Предварительно проводят бактериологический контроль жизнеспособности клеток микроорганизмов биологических индикаторов из тест-пакета, биологические индикаторы из которого в дальнейшем используют для контроля стерилизации материалов и изделий.
Для этого из тест-пакета извлекают неиспользованные ранее биологические индикаторы, вносят в них по 0,3 см3 хемилюминесцентной композиции и в течение (3÷7) минут встряхиванием (перемешиванием) проводят экстракцию клеток тест-микроорганизмов, получая реакционную смесь в виде экстракта клеток тест-микроорганизмов.
Затем экстракт клеток тест-микроорганизмов каждого из биологических индикаторов поочередно переносят в кюветы АЖЛ, поочередно анализируют и определяют усредненную кривую кинетики изменения интенсивности свечения реакционной смеси во времени.
На выходе АЖЛ можно наблюдать усредненную кривую кинетики изменения интенсивности свечения реакционной смеси во времени (см. примеры на фиг.1, 3, 5, 7). О наличии жизнеспособности клеток можно судить по интенсивности свечения реакционной смеси.
Перед проведением процесса стерилизации среди стерилизуемых объектов размещают биологические индикаторы со спорами клеток тест-микроорганизмов из тест-пакета, прошедшего предварительный бактериологический контроль жизнеспособности клеток микроорганизмов, расположенных в нем биологических индикаторов.
После процесса стерилизации проводят бактериологический контроль жизнеспособности клеток тест-микроорганизмов биологических индикаторов которые были размещены среди стерилизуемых объектов перед проведением процесса стерилизации.

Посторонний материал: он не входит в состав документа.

PR #122, opened 2021-05-25
Use autoload instead of explicit requires

rafaelfranca:
This has two goals:

1. Remove the need to use `require: false` in the Gemfile given all the code will be lazily evaluated.
2. Will avoid the mistake of requiring a file in the tests but not in the code, since all autoload are setup in the same place.

The only disadvantage is that is a file is removed but the autoload is not nothing fails.

### DIFF
--- a/lib/packwerk.rb
+++ b/lib/packwerk.rb
@@ -3,7 +3,6 @@
 
 require "sorbet-runtime"
 require "active_support"
-require "constant_resolver"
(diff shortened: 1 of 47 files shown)


mclark (approved):
This is a great idea. Since Packwerk is already reliant on rails anyway, why not leverage that dependency to make it a bit more resilient? LGTM.

PR #123, opened 2021-05-27
normalize Reference creation in tests

mclark:
Creating references in tests is a fairly common pattern and includes a fair bit of boilerplate. This PR introduces a new module with a method to quickly build these references with support for a few common overrides. Normalizing this logic into a helper method reduces the surface area for upcoming changes for [parallelization](https://github.com/Shopify/packwerk/pull/109). Also, by only needing to specify key parts of the Reference data, it should draw attention to the code that matters most for the given test.

A helper method with sensible defaults is a common pattern that is easy to understand and maintain.

I guess the biggest risk is that the meaning of a test might have been altered. Pay particular attention to any tests that changed anything other than `Reference` initialization.

## Type of Change

- [ ] Bugfix
- [ ] New feature

### Additional Release Notes

## Checklist

### DIFF
--- a/test/unit/dependency_checker_test.rb
+++ b/test/unit/dependency_checker_test.rb
@@ -19,7 +19,6 @@ module Packwerk
     setup do
       setup_application_fixture
       use_template(:skeleton)
-      @destination_package = Package.new(name: "destination_package", config: {})
       @reference_lister = CheckingDeprecatedReferences.new(app_dir)
     end
 


test/unit/dependency_checker_test.rb
```diff
@@ -29,78 +30,34 @@ def listed?(_references, violation_type:)
...
       checker = dependency_checker
-
-      reference =
-        Reference.new(
-          source_package,
-          "some/path.rb",
-          ConstantDiscovery::ConstantContext.new(
-            "::SomeName",
-            "some/location.rb",
-            @destination_package,
```
rafaelfranca, line 40: Now `@destination_package` is not needed in this test anymore.

mclark: Wow, impressive spotting! I've removed the `@destination_package` ivar and things seem fine 👍

PR #124, opened 2021-05-31
Functional codebase parsing

mclark:
This is the "meatiest" of the changes needed to enable parallelization of Packwerk. Currently, packwerk mutates a `ReferenceLister` object to add the violations that it encounters while parsing the codebase. This object is passed all the way down to the `NodeProcessor` level. There are a couple problems with this:

1. `ReferenceLister#listed?` is overloaded in a surprising way and actually mutates data in the `CacheDeprecatedReferences` implementation.
2. These mutated instances are lost when the subprocesses exit in a parallel world.

This pull request instead makes the code parsing process functional (aside from progress output) and moves the filtering for new violations happen after the processing is done.

Having this code be more functional should help with future improvements as there is fewer dependencies involved in the parsing stage. This path was chosen as it is necessary to make packwerk parsing run in parallel as described in https://github.com/Shopify/packwerk/pull/109.

I tried to make this change as small as possible as the changes are subtle and I fear the regression potential. Each commit in this PR should be able to be evaluated in isolation to help improve the narrative for reviewers. Reviewers should definitely give this one a run on their own monolith code base to ensure there are no unexpected behaviours. This pull request will expose gaps in the tests if they are there.

## Type of Change

- [ ] Bugfix
- [ ] New feature

### Additional Release Notes

## Checklist


lib/packwerk/parse_run.rb
```diff
@@ -76,5 +84,20 @@ def run(reference_lister)
...
+      if failed
+        @progress_formatter.mark_as_failed
+      else
+        @progress_formatter.mark_as_inspected
+      end
+    end
+
+    def includes_unlisted_offense?(offenses, reference_lister)
+      offenses.any? do |offense|
+        next true unless offense.is_a?(ReferenceOffense)
```
rafaelfranca, line 98: This same block is now duplicated inside the same called `filtered_offenses`. Should not it be possible to execute this block inside `find_offenses` so we don't need to call it twice?

mclark: Want me to remove the second filtering stage for now and reintroduce it in the next PR when parallel is brought in?

lib/packwerk/parse_run.rb
```diff
@@ -49,23 +49,30 @@ def update_deprecations
...
       @progress_formatter.started(@files)
 
-      run_context = Packwerk::RunContext.from_configuration(@configuration, reference_lister: reference_lister)
+      run_context = Packwerk::RunContext.from_configuration(@configuration)
       all_offenses = T.let([], T.untyped)
       execution_time = Benchmark.realtime do
         @files.each do |path|
           run_context.process_file(file: path).tap do |offenses|
-            mark_progress(offenses: offenses, progress_formatter: @progress_formatter)
+            includes_unlisted = show_errors && offenses.any? { |offense| unlisted?(offense, reference_lister) }
```
rafaelfranca, line 74: This is still iterating over the same list twice. Can we filter here and remove the `select` from `filtered_offenses?`. Something like:

```ruby
offenses = offenses.select { |offense|  unlisted?(offense, reference_lister) }
includes_unlisted = show_errors && !offenses.empty?
update_progress(failed: includes_unlisted)
all_offenses.concat(offenses)
```

I don't think `find_offenses` is called in a context where we we want the ones that are listed.

mclark: Yeah you are right in the context of this PR, did you see my [comments above](https://github.com/Shopify/packwerk/pull/124#discussion_r642648570)? Basically I can pull the extra iteration now but it'll be coming back pretty soon once parallel is in.

rafaelfranca (approved):

PR #125, opened 2021-06-08
introduce OffenseCollection

mclark:
finding the offenses for a `ParseRun` now returns an `OffenseCollection` object.
This refactor is made possible by amalgamating the `CacheDeprecatedReferences`
class and all its subclasses into a single `OffenseCollection` class.

`OffenseCollection`s know about the different between errors and reference
violations which is something that was handled implicitly before. We now
no longer need to mutate the new entries in a method called `listed?`
just to satisfy an interface.

This change makes it much more clear what each method is really doing
and simplifies the code for future readers.

More consolidation and simplification to continue making the parsing process behave in a more functional manner so that the parallel implementation is clear and concise.

I decided to consolidate this class hierarchy into a single class because each sub class only ever added a single method. This was previously necessary because of the necessary adherence to (and abuse of) the `ReferenceLister` interface. Now that adding files to an `OffenseCollection` and asking if an offense is listed are different methods everything can live in one class.

Now that `OffenseCollection` exists, it can be the object returned from parsing all the files instead of it being passed in as an argument and mutated.

I struggled with naming but in the end I think `OffenseCollection` captures the intent fairly well. I also struggled with calling non-reference offenses "errors" but that is generally what they are. I may follow that up with an `ErrorOffense` at some point and make `Offense` an interface. That can wait though.

Please test this change on your own monolith. I didn't see any changes vs `main` on the `github/github` monolith but it's good to be certain.

## Type of Change

- [ ] Bugfix
- [ ] New feature

### Additional Release Notes

## Checklist


rafaelfranca:
Yeah. I agree we can change that later. I don't have any suggestion on how to fix this problem right now though. There are two comments in the test to use `assert_predicate`, otherwise, looks good to me.

mclark:
Thanks for the super speedy reviews @rafaelfranca! Suggestions have been merged in 👍

rafaelfranca (approved):

PR #126, opened 2021-06-09
Hash id for packages

mclark:

If we add two violations for the same _logical_ package, then they should be added to the same `DeprecatedReference` instance. In a single threaded environment, it's always the same package instance, so we don't have these hash misses, but with multiple processes marshalling data, we have a very high likelihood of these misses and thus multiple deprecated reference instances for the same logical package. The consequence of this is incorrect data being written when update-deprecations is run.

I implemented the missing methods that Ruby needs to hash objects accurately.

This is pretty basic stuff, so test coverage and acceptability of making some private methods public I guess.

## Type of Change

- [x] Bugfix
- [ ] New feature

### Additional Release Notes

## Checklist


rafaelfranca:
I'm not sure about the two first commits. Are we able to test the hash id without exposing those methods only for tests purpose?

mclark:
> Are we able to test the hash id without exposing those methods only for tests purpose?

Yes, but it requires a full integration test and writing to disk unfortunately. I don't like them either but I also don't want full integration tests. I need to give this a bit more thought, maybe hold off on the merge a bit and I will see if there is any other reasonable path forward.

tomstuart:
I took a look at this but couldn’t see a straightforward way for us to write the test without touching the filesystem, mainly because `Packwerk::DeprecatedReferences` doesn’t have a relevant public API beyond “dump the new entries to disk”. Unless I’m missing something obvious, I think our immediate options are to either:

* bite the bullet and write the acceptance test (with mocked-out IO if that’s the main fear); or
* refactor `Packwerk::DeprecatedReferences` to have fewer responsibilities so that it can collaborate with a separate object whose job is to write out the deprecations file, and unit test this PR at the resulting API boundary.

The latter is more work than is perhaps warranted for such a simple fix, although improving the internal design would contribute to the ease of long-term maintenance.

tomstuart:
What I’m implicitly saying above is that I agree we shouldn’t increase the public API surface area for the sole purpose of supporting tests. But if we can actively improve the API design to achieve the same goal then that’s a different situation.

mclark:
Thanks for your thoughts @tomstuart, they are appreciated 🙇 

I'm going to spell out what I _think_ is an exhaustive list of our options here along with my preference at this point in the story:

* Refactor `Packwerk::DeprecatedReferences` so that it provides the "data to write" to a caller which would handle writing to disk.
* Take on some serious tech debt and use `instance_variable_get` with wild abandon.
* Grow the public interface as is happening in this PR.
* Write a full integration test.
* Just test that `Package` hashes properly and leave the behaviour of `OffenseCollection` as-is for now.

My preference is to not go too deep on this. Unless there is any objection, I'll just go with the last two options above and abandon the growth of the public api. The big refactor would be ideal in the long term, but I'd like to not grow these changes even more, especially as we're so close to having the feature change merged.

rafaelfranca (approved):

tomstuart (approved):
Thanks @mclark. The test is useful and I agree this is an appropriate solution to get a fix in now.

Для этого сразу после окончания процесса стерилизации в биологические индикаторы со спорами клеток тест-микроорганизмов вносят (0,3÷0,5) см3 хемилюминесцентной композиции, лизируют споры клеток тест-микроорганизмов путем встряхивания биологических индикаторов в течение (3÷7) мин и далее хемилюминесцентным методом определяют в полученном экстракте наличие жизнеспособных клеток тест-микроорганизмов. По изменению интенсивности хемилюминесцентного свечения судят о наличии жизнеспособных клеток тест-микроорганизмов после процесса стерилизации и определяют его эффективность. При этом отсутствие свечения указывает на отсутствие жизнеспособных клеток тест-микроорганизмов в исследуемом экстракте. Отсутствие жизнеспособных клеток тест-микроорганизмов в биологических индикаторах, которые были использованы для контроля процесса стерилизации, свидетельствует об эффективной стерилизации материалов и изделий.
Обнаружение жизнеспособных клеток тест-микроорганизмов хотя бы в одном из анализируемых биологических индикаторах указывает на то, что проведенная стерилизация материалов и изделий неэффективна, а материалы и изделия нуждаются в повторной стерилизации.
Возникновение свечения реакционной среды при смешении экстракта клеток тест-микроорганизмов с хемилюминесцентной композицией происходит по следующему механизму.
При экстракции клеток тест-микроорганизмов полифункциональной композицией, имеющей рН>10,0, происходит их лизис. В результате лизиса клеток их внутриклеточные ферменты группы оксидаз (каталаза, пероксидаза и т.п.) выходят в экстракт. При смешении экстракта клеточной субстанции с раствором пероксида водорода происходит его каталитическое разложение ферментами группы оксидаз по свободно-радикальному механизму по реакции:
Fe2++H2O2 → Fe3++НО2 *+H+
Ре3++H2O2 → Fe2++НО*+OH.
и последующие реакции:
ОН*+H2O2 → H2O+HO2 *
HO2 *+HO2 * → H2O+O2 -
HO2 * → H++O2 -
Fe2-+O2 → O2 -+Fe3+
В процессе последних реакций комбинации свободных радикалов образуют короткоживущие соединения типа ассоциированного и неассоциированного Ван-дер-Вальсовского комплекса кислорода, обладающего избыточной энергией, которая трансформируется люминолом в свет по реакции:
где h - квант энергии.
Пример 1.
Проведен контроль процесса стерилизации материалов медицинского назначения сухим горячим воздухом.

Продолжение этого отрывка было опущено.